-- Excerpted data follows --

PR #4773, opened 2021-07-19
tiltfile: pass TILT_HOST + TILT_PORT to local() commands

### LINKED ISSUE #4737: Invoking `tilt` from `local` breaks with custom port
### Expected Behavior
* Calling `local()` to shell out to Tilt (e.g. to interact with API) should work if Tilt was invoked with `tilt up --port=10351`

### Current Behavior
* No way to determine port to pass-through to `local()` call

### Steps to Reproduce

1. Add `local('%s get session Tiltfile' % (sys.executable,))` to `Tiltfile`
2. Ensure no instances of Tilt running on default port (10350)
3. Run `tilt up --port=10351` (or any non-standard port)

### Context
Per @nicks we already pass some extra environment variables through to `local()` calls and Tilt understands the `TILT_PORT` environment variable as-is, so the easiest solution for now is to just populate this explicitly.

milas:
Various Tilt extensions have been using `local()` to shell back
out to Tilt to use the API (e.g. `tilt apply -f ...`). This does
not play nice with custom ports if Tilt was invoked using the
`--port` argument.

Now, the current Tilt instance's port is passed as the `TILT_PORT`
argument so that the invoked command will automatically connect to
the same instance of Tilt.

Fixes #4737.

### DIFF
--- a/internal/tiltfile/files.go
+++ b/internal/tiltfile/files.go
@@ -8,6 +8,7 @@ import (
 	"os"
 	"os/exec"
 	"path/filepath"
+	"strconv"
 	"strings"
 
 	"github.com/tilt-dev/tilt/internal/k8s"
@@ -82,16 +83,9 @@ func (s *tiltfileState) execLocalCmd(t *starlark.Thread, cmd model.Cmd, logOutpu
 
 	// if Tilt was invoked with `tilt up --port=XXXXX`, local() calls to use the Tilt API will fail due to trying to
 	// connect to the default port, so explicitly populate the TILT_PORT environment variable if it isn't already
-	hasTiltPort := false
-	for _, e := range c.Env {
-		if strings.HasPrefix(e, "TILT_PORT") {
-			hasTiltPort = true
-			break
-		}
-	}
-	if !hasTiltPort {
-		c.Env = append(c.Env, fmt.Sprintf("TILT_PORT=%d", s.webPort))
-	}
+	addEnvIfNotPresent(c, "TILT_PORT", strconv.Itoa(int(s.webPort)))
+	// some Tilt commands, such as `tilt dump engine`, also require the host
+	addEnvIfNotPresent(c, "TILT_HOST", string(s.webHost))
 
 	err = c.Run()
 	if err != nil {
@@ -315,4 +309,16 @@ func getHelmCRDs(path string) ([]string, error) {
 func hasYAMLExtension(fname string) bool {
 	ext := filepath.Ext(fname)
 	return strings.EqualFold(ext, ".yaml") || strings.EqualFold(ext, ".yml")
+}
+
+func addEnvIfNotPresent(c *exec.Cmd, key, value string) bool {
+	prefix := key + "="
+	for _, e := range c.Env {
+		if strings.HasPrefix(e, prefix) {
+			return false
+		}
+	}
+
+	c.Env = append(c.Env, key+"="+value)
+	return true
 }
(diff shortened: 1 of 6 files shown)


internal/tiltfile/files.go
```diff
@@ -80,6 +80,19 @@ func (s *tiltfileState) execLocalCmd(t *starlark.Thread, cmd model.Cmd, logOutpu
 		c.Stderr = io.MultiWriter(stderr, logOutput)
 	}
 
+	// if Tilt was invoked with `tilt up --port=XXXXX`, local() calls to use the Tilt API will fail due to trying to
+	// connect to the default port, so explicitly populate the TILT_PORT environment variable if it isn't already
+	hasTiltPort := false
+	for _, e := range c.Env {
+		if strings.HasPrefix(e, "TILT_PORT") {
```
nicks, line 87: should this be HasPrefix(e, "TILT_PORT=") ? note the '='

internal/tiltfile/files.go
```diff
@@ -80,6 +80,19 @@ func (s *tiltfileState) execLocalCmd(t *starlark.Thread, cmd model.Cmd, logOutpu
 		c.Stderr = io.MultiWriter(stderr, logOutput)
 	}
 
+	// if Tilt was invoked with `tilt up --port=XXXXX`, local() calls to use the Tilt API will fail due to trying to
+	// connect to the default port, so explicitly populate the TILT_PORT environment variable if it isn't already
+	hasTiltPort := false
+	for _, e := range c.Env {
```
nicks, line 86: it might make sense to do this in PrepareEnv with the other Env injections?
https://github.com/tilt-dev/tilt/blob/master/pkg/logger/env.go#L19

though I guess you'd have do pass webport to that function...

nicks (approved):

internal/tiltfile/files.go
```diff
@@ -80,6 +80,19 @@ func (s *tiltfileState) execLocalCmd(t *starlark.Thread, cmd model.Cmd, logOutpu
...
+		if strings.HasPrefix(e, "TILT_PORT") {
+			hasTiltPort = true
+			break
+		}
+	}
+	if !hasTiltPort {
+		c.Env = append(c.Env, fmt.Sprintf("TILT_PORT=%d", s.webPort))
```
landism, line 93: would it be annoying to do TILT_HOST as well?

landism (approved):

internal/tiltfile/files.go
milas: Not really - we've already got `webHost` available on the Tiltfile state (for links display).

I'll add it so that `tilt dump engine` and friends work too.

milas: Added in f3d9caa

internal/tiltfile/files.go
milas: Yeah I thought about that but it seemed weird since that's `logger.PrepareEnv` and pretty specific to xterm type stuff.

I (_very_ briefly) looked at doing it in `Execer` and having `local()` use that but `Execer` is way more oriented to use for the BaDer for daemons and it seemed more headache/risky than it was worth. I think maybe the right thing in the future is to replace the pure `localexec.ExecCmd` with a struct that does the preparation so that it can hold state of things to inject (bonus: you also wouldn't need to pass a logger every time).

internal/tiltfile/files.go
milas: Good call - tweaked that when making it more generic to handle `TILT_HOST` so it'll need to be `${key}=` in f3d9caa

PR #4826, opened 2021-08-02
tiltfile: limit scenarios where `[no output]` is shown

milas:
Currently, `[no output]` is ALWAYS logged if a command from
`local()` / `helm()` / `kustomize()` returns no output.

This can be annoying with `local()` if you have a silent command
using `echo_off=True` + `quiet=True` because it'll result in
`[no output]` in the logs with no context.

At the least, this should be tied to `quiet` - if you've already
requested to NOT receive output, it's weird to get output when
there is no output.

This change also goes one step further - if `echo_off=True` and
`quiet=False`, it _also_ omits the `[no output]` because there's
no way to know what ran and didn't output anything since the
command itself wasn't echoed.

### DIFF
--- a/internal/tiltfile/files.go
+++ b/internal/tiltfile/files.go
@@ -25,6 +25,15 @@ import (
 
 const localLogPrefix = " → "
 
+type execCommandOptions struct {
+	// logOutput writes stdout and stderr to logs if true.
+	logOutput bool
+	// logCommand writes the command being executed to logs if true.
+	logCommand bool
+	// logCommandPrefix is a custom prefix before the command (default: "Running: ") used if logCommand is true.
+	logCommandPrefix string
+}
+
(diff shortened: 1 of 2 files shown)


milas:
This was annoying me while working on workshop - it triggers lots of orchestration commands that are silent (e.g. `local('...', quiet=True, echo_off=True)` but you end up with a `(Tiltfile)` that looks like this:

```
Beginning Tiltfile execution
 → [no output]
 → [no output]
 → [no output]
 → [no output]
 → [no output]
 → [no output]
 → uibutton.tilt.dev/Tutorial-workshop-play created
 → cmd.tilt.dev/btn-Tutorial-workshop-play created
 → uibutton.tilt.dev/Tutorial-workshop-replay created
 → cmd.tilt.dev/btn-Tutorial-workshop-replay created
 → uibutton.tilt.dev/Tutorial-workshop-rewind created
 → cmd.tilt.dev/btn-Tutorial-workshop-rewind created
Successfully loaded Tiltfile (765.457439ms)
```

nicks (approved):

-- Excerpted data concluded --

*Exercise description*
Stop after the line containing "### Context": print exactly the lines from the start of the entries above up to it, that line included.

*Your solution*
PR #4773, opened 2021-07-19
tiltfile: pass TILT_HOST + TILT_PORT to local() commands

### LINKED ISSUE #4737: Invoking `tilt` from `local` breaks with custom port
### Expected Behavior
* Calling `local()` to shell out to Tilt (e.g. to interact with API) should work if Tilt was invoked with `tilt up --port=10351`

### Current Behavior
* No way to determine port to pass-through to `local()` call

### Steps to Reproduce

1. Add `local('%s get session Tiltfile' % (sys.executable,))` to `Tiltfile`
2. Ensure no instances of Tilt running on default port (10350)
3. Run `tilt up --port=10351` (or any non-standard port)

### Context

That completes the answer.